Jessica Fulford: What Working With Kosovar Albanian Muslims Taught Me about Loving Refugees

Jessica Fulford: What Working With Kosovar Albanian Muslims Taught Me about Loving Refugees July 19, 2017
Kosovar Albanian girls in traditional dress.

This guest post is by a dear friend of mine, Jessica Fulford. She is one of the kindest, wisest, and most faithful disciples of Jesus I know. I am so grateful she’s been willing to share her story of working with Kosovar Albanians Muslims with my readers. I hope she will inspire other Christians to let go of a mindset of fear and follow in the footsteps of our Lord.

It was the summer of my sophomore year of college. My home church had just adopted the Kosovar Albanians as our “people group,” which means that we would focus our international evangelical ministry on Kosovo. I had decided to join a short-term mission trip to this people group, and I couldn’t wait to go. Just a year prior, the war between the Serbians and ethnic Kosovar Albanians had ended. It wasn’t so much a war as it was an attempted genocide of the Albanians living in the Kosovar region.

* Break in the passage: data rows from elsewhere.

PR #2625, opened 2019-11-01
Fix exception warning

Vezzra:
There are nine places where exceptions are caught by value instead of by reference. This patch changes these to const&. Patch provided by spikethehobbit on the forum.

### DIFF
--- a/UI/OptionsWnd.cpp
+++ b/UI/OptionsWnd.cpp
@@ -133,7 +133,7 @@ namespace {
             fs::path path = FilenameToPath(file);
             return boost::algorithm::ends_with(file, STRINGTABLE_FILE_SUFFIX) &&
                 fs::exists(path) && !fs::is_directory(path);
-        } catch (std::exception ex) {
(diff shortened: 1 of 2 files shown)


UI/OptionsWnd.cpp
```diff
@@ -133,7 +133,7 @@ namespace {
             fs::path path = FilenameToPath(file);
             return boost::algorithm::ends_with(file, STRINGTABLE_FILE_SUFFIX) &&
                 fs::exists(path) && !fs::is_directory(path);
-        } catch (std::exception ex) {
+        } catch (const std::exception&) {
```
geoffthemedio, line 136: none of the catch blocks in this file actually use the exception, so I don't think the change matters... but if updating, could switch to just `catch (...)`

Vezzra: If I understand correctly, the purpose of this patch is to silence compiler warnings, which should be achieved, regardless of the catch blocks using the exceptions or not.

So, good to merge?

PR #2628, opened 2019-11-03
Balance - double base hull cost, but triple internal slots

agrrr3:
[forum discussion](https://www.freeorion.org/forum/viewtopic.php?f=6&t=11402) 

As the upping the production cost is KISS and AI can handle it better, we try this first before trying to change targeting priorities.
 
* +1 structure
* Doubling the cost should make comsats more expensive cannon fodder
  +3PP cost for colonisers or outpost does not make much difference
* Three internal slots makes for about 2PP hull cost per troop.
  Note that a while ago this was only 1PP hull cost per troop and that
  was not considered a problem AFAIK
* you can still trigger combat

Another TODO for making comsat spam less a problem:
* count unfinished ships in the production queue for hull and part upkeep
* maybe increase bouts per combat to four - this nerfs all cannonfodder by maybe 50%

### DIFF
--- a/default/scripting/ship_hulls/SH_COLONY_BASE.focs.txt
+++ b/default/scripting/ship_hulls/SH_COLONY_BASE.focs.txt
@@ -10,7 +10,7 @@ Hull
         Slot type = Internal position = (0.50, 0.50)
         Slot type = Internal position = (0.62, 0.50)
     ]
-    buildCost = 6
+    buildCost = 6 * [[FLEET_UPKEEP_MULTIPLICATOR]] * [[SHIP_HULL_COST_MULTIPLIER]]
     buildTime = 3
     tags = [ "PEDIA_HULL_LINE_GENERIC" ]
     location = OwnedBy empire = Source.Owner
@@ -20,3 +20,5 @@ Hull
     graphic = "hulls_design/colony_base_hull.png"
 
 #include "ship_hulls.macros"
+
+#include "/scripting/common/upkeep.macros"
--- a/default/scripting/ship_hulls/SH_COLONY_BASE.focs.txt
+++ b/default/scripting/ship_hulls/SH_COLONY_BASE.focs.txt
@@ -4,9 +4,13 @@ Hull
     speed = 0
     fuel = 0
     stealth = 5
-    structure = 2
-    slots = Slot type = Internal position = (0.50, 0.50)
-    buildCost = 3
+    structure = 3
+    slots = [
+        Slot type = Internal position = (0.38, 0.50)
+        Slot type = Internal position = (0.50, 0.50)
+        Slot type = Internal position = (0.62, 0.50)
+    ]
+    buildCost = 6
     buildTime = 3
     tags = [ "PEDIA_HULL_LINE_GENERIC" ]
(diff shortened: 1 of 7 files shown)


Vezzra:
@freeorion/ai-team, any AI adjustments required for these changes (considering the AI's current use of comsats)?

agrrr3:
Not a specialist, but diving into the code: the decoy specific code is in ShipDesignAI.py#OrbitalDefenseShipDesigner and the _rating function returns:
`(1+self._total_dmg_vs_shields()*self.design_stats.structure)/self._adjusted_production_cost())`

This is guarded by a speed less than 10 which means it always chooses base hull.
That probably means that structure gets ignored if you do not add a weapon which is not possible for base hull anyway. 

With the new cost balance it might be more efficient to build small asteroids or energy ships if you already have the shipyard. AI will not do that.

I may be wrong, but I also think that all the _rating_functions use the wrong formula. In the recent discussion it was important (at least for war ships) that the cost square is used instead of simple production cost and the code does not support that currently. *scared*

l29ah:
It would be nice if the upkeep multiplier will go in as well, as seen in https://github.com/Voker57/freeorion/commit/8a2478bb3b0875c276edece8e9ae4e4048a5c2fa

default/scripting/ship_hulls/SH_COLONY_BASE.focs.txt
```diff
@@ -4,9 +4,13 @@ Hull
...
-    structure = 2
-    slots = Slot type = Internal position = (0.50, 0.50)
-    buildCost = 3
+    structure = 3
+    slots = [
+        Slot type = Internal position = (0.38, 0.50)
+        Slot type = Internal position = (0.50, 0.50)
+        Slot type = Internal position = (0.62, 0.50)
+    ]
+    buildCost = 6
```
Oberlus: Should this cost be multiplied by upkeep factor? (also ship hull cost multiplier)
buildCost = 6 * [[FLEET_UPKEEP_MULTIPLICATOR]] * [[SHIP_HULL_COST_MULTIPLIER]]
Otherwise, spamming comsats will regain efficiency with larger fleets.

Morlic-fo:
> @freeorion/ai-team, any AI adjustments required for these changes (considering the AI's current use of comsats)?

I don't think this is significant enough to require AI changes. They are mostly used for triggering combat which this still allows.

default/scripting/ship_hulls/SH_COLONY_BASE.focs.txt
agrrr3: done.

o01eg:
Can it be landed in v0.4.9?

Vezzra:
@agrrr3, please also adjust the predefined ship designs based on the Base Hull accordingly, where appropriate.

agrrr3:
> @agrrr3, please also adjust the predefined ship designs based on the Base Hull accordingly, where appropriate.

Done, note I upped the troop part size to three. I think that is the most sensible default at a hull cost point of 6.

Vezzra:
As far as I can tell, looks good now. Can this be merged?

PR #2629, opened 2019-11-03
Add ShipDesignsInProduction ValueRef and use it for upkeep

agrrr3:
ShipDesignsInProduction returns the (count of) empire's ship batches in the production queue
if work on that project already started i.e. if you already spent PP on it.

[forum discussion](https://www.freeorion.org/forum/viewtopic.php?f=6&t=11414)

NOTE: As we do not (yet) count the ship parts in the queue, part upkeep assumes the same cost
per ship in the queue as for ship based upkeep (equating to four ship parts).
This makes upkeep especially for unfinished decoys quite more expensive than for finished decoys.
It might make sense to penalize keeping unfinished projects in the queue.

This also calls UpdateOwnedObjectCounters when loading the game.
It is possible that other update calls are missing e.g. for statistics

### DIFF
--- a/Empire/Empire.cpp
+++ b/Empire/Empire.cpp
@@ -2224,6 +2224,16 @@ void Empire::UpdateOwnedObjectCounters() {
         m_ship_designs_owned[ship->DesignID()]++;
     }
 
+    // ships in the queue for which production started
+    m_ship_designs_in_production.clear();
+    for (const auto& elem : m_production_queue) {
+        ProductionQueue::ProductionItem item = elem.item;
+
+        if ((item.build_type == BT_SHIP) && (elem.progress > 0.0f)) {
+            m_ship_designs_in_production[item.design_id] += elem.blocksize;
+        }
+    }
+
     // update ship part counts
     m_ship_part_types_owned.clear();
     m_ship_part_class_owned.clear();
--- a/Empire/Empire.cpp
+++ b/Empire/Empire.cpp
@@ -1354,7 +1354,7 @@ void Empire::AddNewlyResearchedTechToGrantAtStartOfNextTurn(const std::string& n
         return;
 
     // Mark given tech to be granted at next turn. If it was already marked, skip writing a SitRep message
-    auto result = m_newly_researched_techs.insert(name);
+    m_newly_researched_techs.insert(name);
 }
 
 void Empire::ApplyNewTechs() {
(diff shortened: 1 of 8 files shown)


agrrr3:
If this is post release should the included fix for UpdateOwnedObjectCounters go into 0.4.9 ?

Vezzra:
@agrrr3, which issue does this fix for `UpdateOwnedObjectCounters` address?

agrrr3:
> @agrrr3, which issue does this fix for `UpdateOwnedObjectCounters` address?

If you load a game, UpdateOwnedObjectCounters is currently not called which means that the counters are probably wrong in the turn when you load the game; this PR needs the update so the counter for ships in production is set. 
But as nobody complained about wrong counters this is certainly not very important.

geoffthemedio:
`UpdateOwnedObjectCounters` is called once per turn during `PostCombatProcessTurns`. Why would an extra call be needed when loading a saved game?

Vezzra:
@agrrr3, ok, I understand. In cases like this it would be better anyway to make a separate PR for the bugfix, and have the PR that needs that bugfix mark as dependent on the bugfix PR (simply by putting a proper note in the PR description).

It seems however we first need to clarify if there actually is a bug that needs to be fixed?

agrrr3:
Just a note that reading AI code I stumbled over upkeep calc there and that is very simple right now.
```def get_fleet_upkeep():
    # TODO: Use new upkeep calculation                                                                                                                                                                                                       
    return 1 + AIDependencies.SHIP_UPKEEP * get_aistate().shipCount
```
This could be improved by using new upkeep calculation (and counting currently built ships in the queue as well). 

@Dilvish-fo  @Morlic-fo @freeorion/ai-team I think AI does not shuffle production around(?), so build queue upkeep is always minimal so it does not need to be adressed in this PR IMHO.

Morlic-fo:
It does somewhat shuffle production around (i.e. move high priority items to front of the queue) but it does not intentionally delay completing an item.

agrrr3:
> `UpdateOwnedObjectCounters` is called once per turn during `PostCombatProcessTurns`. Why would an extra call be needed when loading a saved game?

The call in PostCombatProcess turns is too late for normal effect evaluation. The question is if the value is persisted or not. When I was developing the value was always zero for a loaded game. I'll check once more.

agrrr3:
So I checked. If I remove that counter update and I add three ships in production in turn 8 and load that game, the sitrep is like it was, in turn 9 ShipDesignsInProduction returns zero, and in turn 10 I see the correct value.

It works for ShipDesignsOwned though. ~~So any idea why that is?~~
edit: That is because I forgot how serialization works. Adding m_ship_designs_in_production to SerializeEmpire.cpp should do the trick.

PR #2632, opened 2019-11-05
Let METER_MAX_FUEL hull effect execute very very late

agrrr3:
This executes the max fuel effect of hulls after all other fuel effects, especially fuel efficiency.

This makes it possible to remove the workaround in ship_hulls.macros
and the effect accounting order is more sensible.

The priority change for the addition of hull fuel property was hardcoded into the cpp code in the first implementation. After discussions with geoff i pushed a new implementation which moves the effect to the hulls' FOCS definitions.  

As a followup PR one could shift the species fuel levels by e.g. 0.5 or 1.0 so that BAD_FUEL is 0 or 0.5 and there are no negative values to multiply by efficiency. For balancing all hulls would need to be loose 0.5/1.0 times efficiency max fuel.


universe/ShipDesign.cpp
```diff
@@ -51,7 +51,11 @@ namespace {
     // by the result of evalulating \a increase_vr
     std::shared_ptr<Effect::EffectsGroup>
     IncreaseMeter(MeterType meter_type,
-                  std::unique_ptr<ValueRef::ValueRefBase<double>>&& increase_vr)
+                  std::unique_ptr<ValueRef::ValueRefBase<double>>&& increase_vr,
+                  const std::string& accounting_label = "",
+                  const std::string& stacking_group = "", int priority = 0,
```
geoffthemedio: default priority should probably be `DEFAULT_PRIORITY` which is currently 100.

geoffthemedio: actually, no, this is fine, as it is consistent with existing behaviour.

universe/ShipDesign.cpp
```diff
@@ -603,7 +607,7 @@ HullType::~HullType()
 
 void HullType::Init(std::vector<std::unique_ptr<Effect::EffectsGroup>>&& effects) {
     if (m_fuel != 0)
-        m_effects.push_back(IncreaseMeter(METER_MAX_FUEL,       m_fuel));
+        m_effects.push_back(IncreaseMeter(METER_MAX_FUEL,       m_fuel, 500)); // FIXME MAGIC NUMBER
```
geoffthemedio: I think this should actually be done in FOCS rather than C++ code.

The currently proposed change would bake a specific priority into the C++, which otherwise isn't done (?) or at least isn't done very much. The relative values of the priorities are all set from the values in scripts, mainly in priorities.macros, so putting a value into the C++ that is determined mainbly based on what those scripts contain seems like a bad idea.

So in that case, I'd disable to autogenerated effect by adding `NoDefaultCapacityEffect` to the hull scripts, and instead add a custom scripted fuel effect to the hulls with whatever priority is desired. The fuel property will remain in the script and be displayed in the UI, but just won't be used to generate a default capacity effect for the affect hull parts.

Adding the disable capacity effects flag will also require tweaking the hull parser to recognize that flag... as I suspect it only works presently for parts. And probably doing that in a way that lets just the fuel effects be disabled, since hulls also have several other autogenerated effects, though those could also all be custom-scripted in the interim.

The custom scripted hull fuel effect probably needs to be a new [[VERY_VERY_LATE_PRIORITY]] or similar, since the fuel effeciency scaling effects are currently [[VERY_LATE_PRIORITY]]... though perhaps all the fuel effects could be bumped down one priority step so the unscaled hull contribution could be put a [[VERY_LATE_PRIOIRITY]].

geoffthemedio: Given all that, I'd push this to post-release. It sound like the current issue this is intended to fix is cosmetic, regarding ordering in effect accounting?

agrrr3: I would rather have the priority be a functional value in priorities.macros and slurp that into c++
Adding language features to selectively disable parts of default effects sound like a lot of headaches (and much work as well).

> Given all that, I'd push this to post-release. It sound like the current issue this is intended to fix is cosmetic, regarding ordering in effect accounting?

You can not really understand the effect from looking at the effect values I think; but maybe the current state is acceptable. Have a look and decide:
201910__2620__negative_fuel_effects_accounting__great_looks_bad

Intended look:
201910__2620__negative_fuel_effects_accounting__reordered_effects

geoffthemedio: > I would rather have the priority be a functional value in priorities.macros and slurp that into c++

I don't know what that means.

> Have a look and decide:

The effect accounting doesn't make sense / isn't clear regardless of the ordering of the list, I think.

agrrr3: > > I would rather have the priority be a functional value in priorities.macros and slurp that into c++
> 
I meant we have e.g. FUNCTIONAL_* stringtable entries using the stringtable mechanism to use values from FOCS in C++. We could introduce something similar to read a priority defined in priorities.macros e.g. AFTER_FUEL_EFFICIENCY_PRIORITY or APPLY_HULL_FUEL_PRIORITY = 500
Then we do not have the magic value in the code.


> The effect accounting doesn't make sense / isn't clear regardless of the ordering of the list, I think.

The point here is the scaling also for positive values. I expect that the fuel efficiency 400% is applied to the effects above because that is how it usually works. And with the intended UI that expectation is matched. 

edit1: make distinction between stringtables and FOCS more clear

agrrr3:
This could be a result with good/positive fuel efficiency and showing the relative effect, I think understandability is the best we could get:
201910__2620__positive_fuel_effects_accounting__plus_percents_reordered

geoffthemedio:
That is clearer, but I don't think the difference is a critical release-blocking issue, and don't like the suggestion of relying on stringtable entries for something like this. 

Disabling the autogenerated effects is an existing scripting feature (for parts) that is intended to address this specific issue (the default behaviour autogenerated effects not doing what the scripter wants), so I would use that for this situation as well.

agrrr3:
> Disabling the autogenerated effects is an existing scripting feature (for parts) that is intended to address this specific issue (the default behaviour autogenerated effects not doing what the scripter wants), so I would use that for this situation as well.

But is fuel efficiency not the default behaviour from now on, as it applies to all ships?

agrrr3:
So if I get you right we should redo all those four effects in FOCS?
```    if (m_fuel != 0)
        m_effects.push_back(IncreaseMeter(METER_MAX_FUEL,       m_fuel, 500)); // FIXME MAGIC NUMBER                                                                                                                                         
    if (m_stealth != 0)
        m_effects.push_back(IncreaseMeter(METER_STEALTH,        m_stealth));
    if (m_structure != 0)
        m_effects.push_back(IncreaseMeter(METER_MAX_STRUCTURE,  m_structure,    "RULE_SHIP_STRUCTURE_FACTOR"));
    if (m_speed != 0)
        m_effects.push_back(IncreaseMeter(METER_SPEED,          m_speed,        "RULE_SHIP_SPEED_FACTOR"));
```

geoffthemedio:
Adding `NoDefaultCapacityEffect` or perhaps something similar but not "Capacity"-specific to hull parsing to disable those stat-derived effects and then adding them back as FOCS would be reasonable. Separate flags for each of the hull stats could also work.

agrrr3:
> Adding `NoDefaultCapacityEffect` or perhaps something similar but not "Capacity"-specific to hull parsing to disable those stat-derived effects and then adding them back as FOCS would be reasonable. Separate flags for each of the hull stats could also work.

Is your general intention to move stuff to FOCS? In that case I should do a single flag.

As I remember extending the parsers to hurt a lot I think I won't be able to implement this before christmas holidays. Maybe I could give it a fast stab and put it on hold if i run into problems.

geoffthemedio:
@agrrr3 Did you run into problems?

The idea is to do something "simple" and sensible by default with the stats-derived effects, so that stats are reasonably consistent with how a part actually functions and thus useful to display in the pedia to summarize the part. But if something more specific / bespoke / complicated is needed, then there should be a way to override / disable the autogenerated effects so that something customized can be added as needed.

For priorities, hard coding them i to C++ should be avoided as they are primarily or nearly exclusively defined and relevant relative to other FOCS defined content, and I'd try to avoid imposing a particular priority value as happening at a particular relative time in the API itself.

agrrr3:
@geoffthemedio i am mainly confused about the requirements and i do not have the time on my hands for further experiments, so i (still) need your input.

So if I get the requirements right:

1. we want simple and sensible default effects based on stats (e.g. fuel meter refill)
2. it should be possible to override these effects if something more complicated is necessary
3. effect priorities should not be hard coded in C++ as they are relative to other FOCS effects

So regarding the topic of this PR.
1. we should provide a default effect that ships in supply should be refueled (i.e. a ship hull should not have to add that effect)
2. overriding these effects is currently not possible, but the aim of this PR is to establish default behavior, not override it - so adding the capability to override is only tangential to the topic of this PR (but definitly nice-to-have)
3. this i take that at least the priorities of the default effects should be defined in FOCS content

So disabling the autogenerated effects can not be the way to go (because of 1.) - i would have to add the default effects via a macro to every single hull type (and probably simply remove the default effects from c++ completely).

I suggest instead to somewhere specify the priorities for the default effects in FOCS content. Maybe even to define EffectGroups for the default effects. Defining default effects in FOCS would allow a FOCS scripter to actually see the default effects and take that as inspiration (or even change the default effects to ones liking). And back on topic it would allow for setting an explicit priority for each default effectsGroup. This would fulfill all three requirements (We have default effects on hulls. It is possible to override the default effects. Priorities are not hardcoded)

One implementation sketch for moving the default effects to a FOCS specification: 
Recreating the four default effects of a hull in a FOCS file should be easy. 
I would create a ship Hull name = "DEFAULT_HULL_PROTOTYPE", adding two effectGroups (one for each priority) with the appropiate effects. I would need to enforce that that DEFAULT_HULL_PROTOTYPE is parsed first before normal hulls are instantiated and copy/reference the effect groups of the prototype hull when initialising hulls. 
Maybe keep it completely out of the normal PartTypeManager hulls and add it maybe as member variable to the HullType.
I am fairly (but not completely) sure referencing the prototype effects should work.

geoffthemedio:
I prefer leaving the current behaviour as the default capacity effect and making the fuel efficiency stuff be implemented as a custom scripted effect with the defaults disabled. The new behavior is too complicated and novel and inconsistent with other meters and stats to use as the default capacity effect, even if you want to script it into all hulls. This judgement is also partly based on the complicated process of implementing it and the associated issues.

Adding a script somewhere for the default effects would overcomplicated them, I think. They are supposed to be a simple default behaviour that can be overridden as needed, not another layer of required scripting that complicates the parsing. Using macros to give all hulls the desired non-default behavior is preferable to that, I think.

agrrr3:
Force-pushed a new implementation. From the commits:
 Removed default hull fuel property effect.
 Readded hull fuel property effect to all hulls in FOCS.

Also added fuel efficiency to Xentronium hull in case there are fuel effects.

Only exceptions are immobile hulls (no effect added):

monster/SH_EXP_OUTPOST_HULL.focs.txt
monster/SH_GUARD_0_BODY.focs.txt
monster/SH_GUARD_1_BODY.focs.txt
monster/SH_GUARD_3_BODY.focs.txt
monster/SH_GUARD_MONSTER_BODY.focs.txt
monster/SH_IMMOBILE_FACTOR.focs.txt
monster/SH_TREE_BODY.focs.txt
SH_COLONY_BASE.focs.txt

geoffthemedio:
https://github.com/freeorion/freeorion/commit/ec416b457d2e68ef5069cbf7cffeb415e9048f9d adds a mechanism to disable each of the default effects from hull stats. Please use that in the hull scripts.

agrrr3:
> [ec416b4](https://github.com/freeorion/freeorion/commit/ec416b457d2e68ef5069cbf7cffeb415e9048f9d) adds a mechanism to disable each of the default effects from hull stats. Please use that in the hull scripts.

Done. All hulls have NoDefaultFuelEffect added.

universe/ShipDesign.cpp
```diff
@@ -1003,7 +1003,7 @@ std::vector<std::string> ShipDesign::Parts(ShipSlotType slot_type) const {
         ErrorLogger() << "Design hull not found: " << m_hull;
         return retval;
     }
-    const auto& slots = hull->Slots();
+    const std::vector<HullType::Slot>& slots = hull->Slots();
```
geoffthemedio: ?

parse/StringValueRefParser.cpp
```diff
@@ -43,6 +43,7 @@ namespace parse {
             |    tok.BuildingType_
             |    tok.Focus_
             |    tok.PreferredFocus_
+            |    tok.Hull_
```
geoffthemedio, line 46: Is this doing something for this pull request...?

agrrr3: it seems the merge went wrong in a big way

agrrr3: Actually this one is ok, i need to access the fuel value of the hull for the effect which replaces the default hull fuel effect:
 
effects = SetMaxFuel value = ( Value + HullFuel name = Source.Hull )

geoffthemedio: Could also have used `ThisHull`

agrrr3: Ah, true

geoffthemedio: but exposing Hull is also OK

According to the CIA’s World Factbook, 94.5% of Kosovo’s population is ethnic Albanian and 95.6% of the overall population is Muslim. Only 1.5% of the population is Serbian. Catholics and Orthodox Christians make up a mere 3.7% of the population. In the late 1990s, the Serbian war criminal Slobodan Milosevic decided to use the Serbian army to systematically murder all the Muslim Kosovar Albanians he could. Eventually, NATO troops and US air strikes stopped him, but not before he and his men had murdered thousands of men, women, and children.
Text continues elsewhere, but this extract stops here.